TASK DETAILS:
Start at the first line of the material. Repeat each line exactly through the one containing "1. **Silent full", then stop.

SOURCE DATA:

PR #1187, opened 2026-07-31

### LINKED ISSUE #1124: intentd: cow_clone uses COPYFILE_CLONE (best-effort) instead of COPYFILE_CLONE_FORCE — silent byte-copy fallback contradicts the never-byte-copy contract and weakens cow_probe
## Summary

The macOS CoW implementation (`crates/intent-git/src/cow/macos.rs`) passes `COPYFILE_CLONE` (alone for per-file clones, and `COPYFILE_CLONE | COPYFILE_RECURSIVE` for the whole-tree fast path). Per copyfile(3) semantics, `COPYFILE_CLONE` is **best-effort**: when cloning is not possible, copyfile silently falls back to a physical byte copy and returns success. The flag that enforces clone-or-fail is `COPYFILE_CLONE_FORCE`.

This contradicts the module's own documented contract in `crates/intent-git/src/cow/mod.rs`:

> Never falls back to a byte copy — returns `Unsupported` instead.

## Consequences

1. **Silent full byte copies on non-CoW volumes.** On a filesystem that cannot reflink (e.g. HFS+, some network mounts) where the operation doesn't fail with `EXDEV` first, `cow_clone` performs a slow, disk-expensive physical copy instead of returning `Unsupported` — the caller (e.g. `sandbox_ops::provision_sandbox`) believes it got a cheap reflink clone.
2. **`cow_probe` is weaker than designed.** The live probe writes a tiny temp file and "clones" it with the same best-effort flag; a byte-copy fallback succeeds, so the probe can report `Supported` on filesystems that cannot reflink at all. This matters more going forward: the planned microVM backend gates `microvmSupported` on `cowSupported` (FC-D5 in #1120), so a false-positive probe would enable microVM workspaces on hosts where every per-agent "clone" is a full physical copy.

## Proposed fix

- Use `COPYFILE_CLONE_FORCE` (with `COPYFILE_RECURSIVE` for the tree fast path) so non-clonable cases fail with an errno the existing `ENOTSUP | EOPNOTSUPP | EXDEV → Unsupported` mapping catches, preserving the documented contract.
- Verify the best-effort per-entry walk fallback still behaves correctly (skips genuinely non-clonable entries like sockets/FIFOs rather than byte-copying them).
- Add/adjust unit coverage where feasible (the existing tests already skip on non-CoW CI filesystems).

In practice this never bites on APFS same-volume (virtually all macOS hosts), so this is a correctness/contract fix, not a user-visible bug today. **Out of scope for the microVM v1 effort (#1120)** — independent follow-up.

## References

- `crates/intent-git/src/cow/macos.rs` (`clone_file`, `clone_tree_fast`, `probe`)
- `crates/intent-git/src/cow/mod.rs` module contract
- Related: #1120 (microvmSupported gates on cowSupported), #954, intent-hq/intentd#592

panghy:
Bumps the `packages/intentd` submodule to latest main (`9edbdf0`), picking up intent-hq/intentd#782 — `fix(intent-git): use COPYFILE_CLONE_FORCE for per-file CoW clone`.

Fixes #1124


panghy:
## Verification review — ✅ Approved

Verified as PR reviewer (verifier agent):

1. **Diff scope** ✅ — The diff touches only the `packages/intentd` gitlink: `557155c2ff7f17382d6a53b81d04f69b08d3b61d` → `9edbdf09d611ef8670d94b17bb3d60ea277ee0ee` (1 file, +1/−1).
2. **Target commit** ✅ — `9edbdf0` is the current tip of `intent-hq/intentd` `main` and is the squash-merge of intent-hq/intentd#782 (`fix(intent-git): use COPYFILE_CLONE_FORCE for per-file CoW clone`), including the regression test for the clone-or-fail contract. The bump is a clean fast-forward from `557155c` (4 commits ahead, 0 behind).
3. **Title/body** ✅ — `chore: update intentd submodule to latest main` is a valid conventional commit (`chore` is in the CI-allowed set); the body references intentd#782 and contains `Fixes #1124`.

**Note (non-blocking, infra):** the `route` check on head `acf0395` failed with a GitHub Actions billing error ("recent account payments have failed or your spending limit needs to be increased"), and `pr-title` was skipped as a result. This is unrelated to the change; re-run checks once billing is resolved if branch protection requires them.

(Cannot formally approve via review — authenticated account is the PR author.)

PR #1202, opened 2026-07-31
docs: document live-turn preview overlay in PROTOCOL §5.5

panghy:
Documents the live-turn preview overlay (intent-hq/intentd#786) in `docs/PROTOCOL.md` §5.5:

- **`agent.list`**: adds a **Live-turn preview overlay** block to the `AgentLite` row — while a turn is in flight (`isResponding` with the live-turn slot held by a busy worker, the same gate as the STAB-125 turn-liveness reads), `lastAgentResponse`/`digest` are derived from the live turn's streamed-so-far text instead of the persisted last-assistant-message preview, with a **per-field fallback** so an early turn that has streamed no text/digest yet never blanks the previous preview. Read-path only — nothing new is persisted; idle agents serve the persisted preview exactly as before.
- **`agent.get`**: notes it shares the same overlay (same projection as `agent.list`).

Consistent with the content-free `agent:stream:activity` rename (intent-hq/intentd#775, already documented via #1192) — the overlay is served from the daemon's in-memory stream buffer on the read path, not from event content. Adopted client-side by intent-hq/ios#62.

Docs only; monorepo main already contains the intentd implementation via #1199 (no submodule bump needed).

---


panghy (commented):
Reviewed the §5.5 overlay docs against the merged intentd#786 implementation (`project_lite_with_flags_inner` in `intent-services/src/agent_ops.rs`, `live_turn_text_blocks` in `agent_session.rs`).

**Verified accurate:**
- **Gate** — matches the implementation exactly: the overlay is computed only when `is_responding` (the `agent_is_busy` active-worker signal, with the terminal short-circuit) *and* `live_turn_text_blocks` finds an open slot. An orphan slot with no busy worker never overlays, and `is_responding` is literally the same value threaded into `live_turn_liveness_for`, so "the same gate as the STAB-125 turn-liveness reads below" is correct (including "below" — the STAB-125 block follows in the row).
- **Per-field fallback** — the code only overwrites `last_agent_response` / `digest` when the live extraction yields `Some(..)` for that field; a no-text (or no-digest) turn keeps the persisted value, as documented.
- **Read-path only** — no store/schema writes anywhere in the overlay path; idle agents take the `live_overlay = None` branch and serve the persisted-preview projection byte-identical to before.
- **agent.get cross-reference** — `agent_get_op` goes through the same `project_lite_with_flags_from_projection`, so "same projection as agent.list (including the intentd#786 live-turn preview overlay…)" is correct.
- **Consistency with intentd#775 / STAB-125** — no conflict with the §7 content-free `agent:stream:activity` docs: the overlay is served from the daemon's in-memory live-turn slot on the read path, and nothing content-bearing re-enters the `agent:*` event family. The STAB-125 turn-liveness text in the same rows is preserved verbatim.
- **Formatting** — the bold `**Name (ref, additive):**` block, link style, and em-dash prose match the adjacent STAB-125 and monorepo#940 blocks; plain-text `intentd#786`/`monorepo#940` refs in the agent.get row are consistent with each other.

Two minor wording notes inline on the agent.list row — one small accuracy fix suggested, one non-blocking nit. Optional, non-blocking: the same overlay also rides the `AgentLite` returned by `agent.update` (its success payload is built via `project_lite_with_flags`); not worth blocking on, but could be folded in if the row is ever touched again.

docs/PROTOCOL.md
```diff
@@ -1188,8 +1188,8 @@ The largest namespace. Every `agent.*` method is served daemon-primary by `inten
...
...nothing until it ends, so these let a poller tell a long-but-alive turn (timestamp advancing) from a wedged agent (timestamp pinned) while `lastActivity` stays pinned at the last persisted message. Caveat: the stamp only advances on stream traffic, so during a long silent tool call it pins too — combine with `isWaitingOnTool` to avoid misclassifying a healthy-but-slow tool turn. **Corrupted-session flag ([monorepo#940](https://github.com/intent-hq/monorepo/issues/940), additive):** `sessionCorrupted: true` is present only when the session is parked in `error` (`status == "error"` is required for BOTH causes) AND either (a) the failure classifies as session-fatal (provider safety block, deterministic `session/prompt` 400 `invalidArgument` rejection) or (b) the consecutive-identical-failure streak hit the poisoned threshold — the structured signal that `agent.retry` will recreate the provider session (fresh `session/new`) instead of resuming, or that spawning a fresh agent is the right recovery. **Derived on emit** over the persisted (status, stop_reason) + the in-memory failure streak — never persisted as a column — and **omitted when `false`** (absent ≠ present-false on the wire) |
```
panghy: **Accuracy nit** — "(the same extraction used at persistence time)": `last_response_and_digest_from_blocks` never runs at persistence time. All three call sites are serve-time reads (`project_lite` over full transcripts, the monorepo#958 projection path, and this overlay); no preview is persisted as such — the "persisted preview" is itself derived on read from the newest persisted assistant row. As written the parenthetical also sits oddly next to this row's own "Read-path only — nothing new is persisted". Suggest: "(the same extraction that derives the persisted-preview fields from the newest assistant row)".

panghy: **Nit, non-blocking** — in the adjacent blocks "additive" marks new wire fields (STAB-125's `turnInFlight`/`lastStreamActivityAt`, the derived `sessionCorrupted?`). This block adds no fields — it changes the mid-turn *values* of two existing fields. If "additive" here is shorthand for "backward-compatible, no shape change" it's defensible; "read-path" (or dropping the tag) would be slightly more precise.

panghy: Adopted verbatim in 03b37557 — the parenthetical now reads "(the same extraction that derives the persisted-preview fields from the newest assistant row)".

panghy: Agreed — swapped the tag to "read-path" in 03b37557 since this block changes mid-turn values of existing fields rather than adding wire fields.

PR #1207, opened 2026-07-31
docs: document push-preview fields on agent:stream:activity/end; bump ios + cloudlands-fe submodules

panghy:
Documents the push-preview enrichment of the agent streaming events ([intent-hq/intentd#792](https://github.com/intent-hq/intentd/pull/792)) in `docs/PROTOCOL.md` §7, and bumps the client submodules that adopted it.

## Docs (§7 + event summary table)

- **`agent:stream:activity`**: payload is now `{ agentId, messageId, lastAgentResponse?, digest? }` — the liveness tick enriched with server-derived live-preview fields so clients (workspace cards, watched-agent footers, iOS previews) render a live preview push-style without an `agent.get` refetch on every tick. `lastAgentResponse` is the trailing **≤500 chars** of the turn's streamed-so-far text blocks (`...`-prefixed when truncated); `digest` is the parsed digest span — same extraction as the §5.5 `AgentLite` live-turn overlay (intentd#786). Each field is **omitted until derivable** (never an empty string). Throttling (leading-edge, 1 s) and transience are unchanged.
- **`agent:stream:end`**: all transcript-bearing terminal emits (turn-worker, interrupt flush, harness-wake finalize) stamp final `lastAgentResponse?` / `digest?` re-derived from the turn's full streamed text; the not-surfaced-by-streaming failure path carries no preview fields.
- Removed the stale "content-free" framing and the legacy `agent:stream:chunk` version-skew note — no current client handles the old name ([intent-hq/cloudlands-fe#579](https://github.com/intent-hq/cloudlands-fe/pull/579) dropped the FE compat path; [intent-hq/ios#66](https://github.com/intent-hq/ios/pull/66) dropped the iOS activity-ping refetch fallback).

## Submodule bumps

- `packages/ios` → `9ec15d4` ([intent-hq/ios#65](https://github.com/intent-hq/ios/pull/65) + [intent-hq/ios#66](https://github.com/intent-hq/ios/pull/66) — apply the preview payload directly, drop the refetch fallback)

TASK RESULT:
PR #1187, opened 2026-07-31

### LINKED ISSUE #1124: intentd: cow_clone uses COPYFILE_CLONE (best-effort) instead of COPYFILE_CLONE_FORCE — silent byte-copy fallback contradicts the never-byte-copy contract and weakens cow_probe
## Summary

The macOS CoW implementation (`crates/intent-git/src/cow/macos.rs`) passes `COPYFILE_CLONE` (alone for per-file clones, and `COPYFILE_CLONE | COPYFILE_RECURSIVE` for the whole-tree fast path). Per copyfile(3) semantics, `COPYFILE_CLONE` is **best-effort**: when cloning is not possible, copyfile silently falls back to a physical byte copy and returns success. The flag that enforces clone-or-fail is `COPYFILE_CLONE_FORCE`.

This contradicts the module's own documented contract in `crates/intent-git/src/cow/mod.rs`:

> Never falls back to a byte copy — returns `Unsupported` instead.

## Consequences

1. **Silent full byte copies on non-CoW volumes.** On a filesystem that cannot reflink (e.g. HFS+, some network mounts) where the operation doesn't fail with `EXDEV` first, `cow_clone` performs a slow, disk-expensive physical copy instead of returning `Unsupported` — the caller (e.g. `sandbox_ops::provision_sandbox`) believes it got a cheap reflink clone.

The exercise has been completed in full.